Stored data
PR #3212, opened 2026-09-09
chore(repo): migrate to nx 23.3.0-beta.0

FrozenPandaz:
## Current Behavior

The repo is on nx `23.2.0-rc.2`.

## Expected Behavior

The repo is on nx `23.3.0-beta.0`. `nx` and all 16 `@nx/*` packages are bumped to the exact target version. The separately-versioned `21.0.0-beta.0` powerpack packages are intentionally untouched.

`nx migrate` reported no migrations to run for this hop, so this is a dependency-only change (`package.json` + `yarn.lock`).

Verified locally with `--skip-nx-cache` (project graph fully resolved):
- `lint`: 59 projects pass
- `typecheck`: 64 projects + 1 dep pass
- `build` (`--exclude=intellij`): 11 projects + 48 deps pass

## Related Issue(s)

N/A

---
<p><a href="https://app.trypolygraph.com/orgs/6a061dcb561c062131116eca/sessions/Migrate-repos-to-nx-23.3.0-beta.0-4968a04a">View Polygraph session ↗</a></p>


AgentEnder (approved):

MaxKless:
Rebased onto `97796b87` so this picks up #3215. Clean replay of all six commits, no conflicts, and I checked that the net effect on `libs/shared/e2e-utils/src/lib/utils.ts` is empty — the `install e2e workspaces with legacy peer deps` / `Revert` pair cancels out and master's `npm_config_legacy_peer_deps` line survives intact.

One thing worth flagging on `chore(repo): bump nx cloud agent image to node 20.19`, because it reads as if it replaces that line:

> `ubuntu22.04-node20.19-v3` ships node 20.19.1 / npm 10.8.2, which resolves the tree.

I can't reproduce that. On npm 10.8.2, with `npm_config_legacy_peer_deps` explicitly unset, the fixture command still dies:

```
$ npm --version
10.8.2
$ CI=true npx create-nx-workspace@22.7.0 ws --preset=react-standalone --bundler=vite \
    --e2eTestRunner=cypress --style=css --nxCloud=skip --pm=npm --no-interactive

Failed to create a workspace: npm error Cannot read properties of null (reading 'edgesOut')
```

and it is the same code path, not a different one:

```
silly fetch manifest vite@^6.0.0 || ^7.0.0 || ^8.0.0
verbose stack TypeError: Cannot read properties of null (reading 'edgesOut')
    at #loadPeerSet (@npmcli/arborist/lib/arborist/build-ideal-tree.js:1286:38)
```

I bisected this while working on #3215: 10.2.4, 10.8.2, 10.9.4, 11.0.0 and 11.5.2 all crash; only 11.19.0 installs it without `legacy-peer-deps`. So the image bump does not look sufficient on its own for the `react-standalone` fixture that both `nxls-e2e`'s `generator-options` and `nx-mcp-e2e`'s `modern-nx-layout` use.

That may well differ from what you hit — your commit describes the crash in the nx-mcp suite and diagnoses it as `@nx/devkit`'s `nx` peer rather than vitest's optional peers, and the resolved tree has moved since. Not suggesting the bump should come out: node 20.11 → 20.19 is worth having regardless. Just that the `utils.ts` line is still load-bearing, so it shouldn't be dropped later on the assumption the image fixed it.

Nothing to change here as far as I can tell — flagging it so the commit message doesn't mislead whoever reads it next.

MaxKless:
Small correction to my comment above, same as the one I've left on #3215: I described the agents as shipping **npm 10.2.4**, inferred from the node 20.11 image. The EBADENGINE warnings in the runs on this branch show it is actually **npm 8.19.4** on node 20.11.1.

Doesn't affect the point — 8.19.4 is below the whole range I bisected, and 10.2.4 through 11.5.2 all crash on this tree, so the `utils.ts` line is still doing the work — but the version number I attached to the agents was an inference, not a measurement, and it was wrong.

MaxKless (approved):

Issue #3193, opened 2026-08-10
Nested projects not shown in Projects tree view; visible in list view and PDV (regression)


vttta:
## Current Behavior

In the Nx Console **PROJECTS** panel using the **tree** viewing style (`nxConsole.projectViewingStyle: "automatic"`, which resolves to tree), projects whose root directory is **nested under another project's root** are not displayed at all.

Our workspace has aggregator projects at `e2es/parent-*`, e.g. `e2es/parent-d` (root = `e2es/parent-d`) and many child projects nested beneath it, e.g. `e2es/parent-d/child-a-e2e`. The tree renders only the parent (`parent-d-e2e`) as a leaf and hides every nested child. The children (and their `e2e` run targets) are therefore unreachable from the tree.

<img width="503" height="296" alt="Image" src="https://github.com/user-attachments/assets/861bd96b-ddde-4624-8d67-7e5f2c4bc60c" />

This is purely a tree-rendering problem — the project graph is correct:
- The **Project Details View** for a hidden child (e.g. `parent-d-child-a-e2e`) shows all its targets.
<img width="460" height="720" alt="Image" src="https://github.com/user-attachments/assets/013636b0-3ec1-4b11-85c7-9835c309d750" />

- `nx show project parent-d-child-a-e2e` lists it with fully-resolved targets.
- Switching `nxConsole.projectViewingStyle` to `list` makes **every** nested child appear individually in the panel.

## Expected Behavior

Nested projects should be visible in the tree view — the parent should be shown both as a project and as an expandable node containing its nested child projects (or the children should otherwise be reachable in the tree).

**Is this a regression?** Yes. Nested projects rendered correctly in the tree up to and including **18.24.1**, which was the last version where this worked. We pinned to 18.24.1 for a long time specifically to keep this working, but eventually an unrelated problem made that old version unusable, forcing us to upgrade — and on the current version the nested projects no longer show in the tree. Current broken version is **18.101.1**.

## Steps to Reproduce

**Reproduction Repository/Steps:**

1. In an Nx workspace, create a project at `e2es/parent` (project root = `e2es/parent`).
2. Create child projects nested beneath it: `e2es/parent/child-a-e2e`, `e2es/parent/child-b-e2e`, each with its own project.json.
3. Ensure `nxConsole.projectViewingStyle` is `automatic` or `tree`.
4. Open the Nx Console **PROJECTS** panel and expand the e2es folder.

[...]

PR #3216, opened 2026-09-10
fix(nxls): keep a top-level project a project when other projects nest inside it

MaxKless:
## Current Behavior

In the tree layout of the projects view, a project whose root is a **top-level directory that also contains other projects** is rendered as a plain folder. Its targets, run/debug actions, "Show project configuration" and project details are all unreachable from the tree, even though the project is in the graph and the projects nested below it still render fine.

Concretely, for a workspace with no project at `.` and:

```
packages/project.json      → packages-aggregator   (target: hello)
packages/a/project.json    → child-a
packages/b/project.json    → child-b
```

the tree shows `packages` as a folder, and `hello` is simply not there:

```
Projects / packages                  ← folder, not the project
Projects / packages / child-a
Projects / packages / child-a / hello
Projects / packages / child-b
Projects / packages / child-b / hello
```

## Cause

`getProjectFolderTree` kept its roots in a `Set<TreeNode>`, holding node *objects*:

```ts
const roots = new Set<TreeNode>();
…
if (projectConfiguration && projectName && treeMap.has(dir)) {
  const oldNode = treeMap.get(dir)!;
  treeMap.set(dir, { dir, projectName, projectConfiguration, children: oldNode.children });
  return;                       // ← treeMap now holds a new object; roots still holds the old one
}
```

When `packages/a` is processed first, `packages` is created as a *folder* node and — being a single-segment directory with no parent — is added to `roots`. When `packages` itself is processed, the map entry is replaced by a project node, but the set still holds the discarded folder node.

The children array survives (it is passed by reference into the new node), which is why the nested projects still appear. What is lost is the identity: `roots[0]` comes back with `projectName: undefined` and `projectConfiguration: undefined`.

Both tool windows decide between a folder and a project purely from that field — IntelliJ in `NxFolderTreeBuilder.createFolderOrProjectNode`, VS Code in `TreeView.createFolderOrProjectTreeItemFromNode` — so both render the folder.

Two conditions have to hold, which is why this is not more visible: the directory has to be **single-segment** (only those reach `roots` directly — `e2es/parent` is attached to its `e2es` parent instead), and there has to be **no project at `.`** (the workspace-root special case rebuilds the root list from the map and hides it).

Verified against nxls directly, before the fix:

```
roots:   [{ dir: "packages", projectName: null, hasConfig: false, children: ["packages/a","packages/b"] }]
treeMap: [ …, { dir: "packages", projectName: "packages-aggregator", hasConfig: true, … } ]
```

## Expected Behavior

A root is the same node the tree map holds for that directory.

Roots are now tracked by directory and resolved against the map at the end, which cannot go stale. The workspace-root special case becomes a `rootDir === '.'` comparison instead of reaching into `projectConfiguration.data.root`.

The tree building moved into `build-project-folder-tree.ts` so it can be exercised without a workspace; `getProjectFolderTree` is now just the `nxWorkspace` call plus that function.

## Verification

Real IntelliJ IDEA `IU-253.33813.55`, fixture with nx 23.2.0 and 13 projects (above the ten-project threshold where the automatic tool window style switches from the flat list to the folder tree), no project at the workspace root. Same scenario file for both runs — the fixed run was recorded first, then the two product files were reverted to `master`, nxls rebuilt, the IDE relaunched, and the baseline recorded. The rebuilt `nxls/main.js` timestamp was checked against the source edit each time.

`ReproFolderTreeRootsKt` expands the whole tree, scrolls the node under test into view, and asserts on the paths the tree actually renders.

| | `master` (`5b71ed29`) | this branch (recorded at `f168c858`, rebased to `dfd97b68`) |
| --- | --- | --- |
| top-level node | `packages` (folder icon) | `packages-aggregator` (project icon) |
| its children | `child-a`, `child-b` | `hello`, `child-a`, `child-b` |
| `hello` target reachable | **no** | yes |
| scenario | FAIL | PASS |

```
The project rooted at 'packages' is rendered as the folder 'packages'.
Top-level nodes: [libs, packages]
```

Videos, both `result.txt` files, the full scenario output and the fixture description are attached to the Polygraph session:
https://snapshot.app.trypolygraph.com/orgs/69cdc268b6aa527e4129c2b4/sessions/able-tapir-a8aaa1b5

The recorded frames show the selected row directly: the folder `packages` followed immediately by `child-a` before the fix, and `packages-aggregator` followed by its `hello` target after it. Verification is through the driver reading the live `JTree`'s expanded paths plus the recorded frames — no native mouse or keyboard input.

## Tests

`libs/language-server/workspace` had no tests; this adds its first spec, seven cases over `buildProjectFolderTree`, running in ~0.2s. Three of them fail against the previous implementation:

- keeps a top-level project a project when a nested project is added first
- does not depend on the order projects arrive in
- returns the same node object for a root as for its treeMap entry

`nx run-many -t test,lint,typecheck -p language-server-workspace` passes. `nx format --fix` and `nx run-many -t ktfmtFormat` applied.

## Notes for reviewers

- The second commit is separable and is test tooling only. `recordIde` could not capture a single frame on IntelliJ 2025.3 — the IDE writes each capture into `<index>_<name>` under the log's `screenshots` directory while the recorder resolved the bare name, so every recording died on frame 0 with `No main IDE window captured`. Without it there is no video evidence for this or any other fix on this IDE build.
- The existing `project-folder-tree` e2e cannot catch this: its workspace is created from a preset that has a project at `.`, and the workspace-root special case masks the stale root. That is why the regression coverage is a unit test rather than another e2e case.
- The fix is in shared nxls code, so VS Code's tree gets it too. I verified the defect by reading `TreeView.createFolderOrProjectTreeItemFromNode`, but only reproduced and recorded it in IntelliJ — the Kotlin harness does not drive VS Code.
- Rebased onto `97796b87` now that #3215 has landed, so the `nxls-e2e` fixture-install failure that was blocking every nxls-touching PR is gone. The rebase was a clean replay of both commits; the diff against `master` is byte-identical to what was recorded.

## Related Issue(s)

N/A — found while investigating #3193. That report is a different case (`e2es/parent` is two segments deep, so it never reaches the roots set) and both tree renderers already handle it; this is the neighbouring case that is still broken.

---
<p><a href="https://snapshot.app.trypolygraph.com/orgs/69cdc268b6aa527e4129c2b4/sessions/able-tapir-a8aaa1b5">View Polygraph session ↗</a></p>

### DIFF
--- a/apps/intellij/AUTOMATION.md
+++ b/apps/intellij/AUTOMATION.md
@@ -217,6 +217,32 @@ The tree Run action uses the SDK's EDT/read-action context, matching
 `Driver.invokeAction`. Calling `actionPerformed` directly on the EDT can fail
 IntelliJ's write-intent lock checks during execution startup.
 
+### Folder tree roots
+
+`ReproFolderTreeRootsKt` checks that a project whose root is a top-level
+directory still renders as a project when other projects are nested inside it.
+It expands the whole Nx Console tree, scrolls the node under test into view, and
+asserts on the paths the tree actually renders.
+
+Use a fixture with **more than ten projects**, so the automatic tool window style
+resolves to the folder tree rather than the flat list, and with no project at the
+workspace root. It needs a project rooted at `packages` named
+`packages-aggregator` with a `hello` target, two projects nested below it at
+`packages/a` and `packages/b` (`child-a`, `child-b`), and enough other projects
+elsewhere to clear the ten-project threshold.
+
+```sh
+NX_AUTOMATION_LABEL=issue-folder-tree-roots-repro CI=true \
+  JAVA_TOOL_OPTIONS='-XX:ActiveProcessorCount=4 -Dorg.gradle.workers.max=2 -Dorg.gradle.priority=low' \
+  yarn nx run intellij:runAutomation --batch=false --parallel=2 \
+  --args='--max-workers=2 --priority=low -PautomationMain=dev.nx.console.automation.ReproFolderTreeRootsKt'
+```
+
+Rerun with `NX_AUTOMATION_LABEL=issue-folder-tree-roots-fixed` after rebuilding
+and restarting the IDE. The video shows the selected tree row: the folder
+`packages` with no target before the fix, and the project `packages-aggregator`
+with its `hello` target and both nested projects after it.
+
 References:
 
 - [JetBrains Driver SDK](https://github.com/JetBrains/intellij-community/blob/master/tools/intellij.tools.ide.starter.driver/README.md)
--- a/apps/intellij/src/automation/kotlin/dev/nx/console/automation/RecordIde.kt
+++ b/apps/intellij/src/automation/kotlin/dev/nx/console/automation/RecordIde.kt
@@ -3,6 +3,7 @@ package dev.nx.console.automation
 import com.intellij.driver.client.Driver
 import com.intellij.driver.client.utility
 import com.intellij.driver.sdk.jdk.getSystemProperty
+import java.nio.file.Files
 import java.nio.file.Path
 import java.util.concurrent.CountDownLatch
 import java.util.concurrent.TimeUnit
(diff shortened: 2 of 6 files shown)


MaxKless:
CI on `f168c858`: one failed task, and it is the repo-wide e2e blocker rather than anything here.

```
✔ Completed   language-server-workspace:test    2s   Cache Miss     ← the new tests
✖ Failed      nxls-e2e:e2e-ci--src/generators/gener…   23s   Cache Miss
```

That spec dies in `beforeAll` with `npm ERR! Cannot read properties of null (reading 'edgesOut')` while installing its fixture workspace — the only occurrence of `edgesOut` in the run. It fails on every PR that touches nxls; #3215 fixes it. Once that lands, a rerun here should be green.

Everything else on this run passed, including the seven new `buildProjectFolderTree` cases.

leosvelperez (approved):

### WHAT THE EXERCISE ASKS
Copy all lines from the entries that contain the word "shown".

### ANSWER TO THE EXERCISE
Nested projects not shown in Projects tree view; visible in list view and PDV (regression)
Nested projects should be visible in the tree view — the parent should be shown both as a project and as an expandable node containing its nested child projects (or the children should otherwise be reachable in the tree).
(diff shortened: 2 of 6 files shown)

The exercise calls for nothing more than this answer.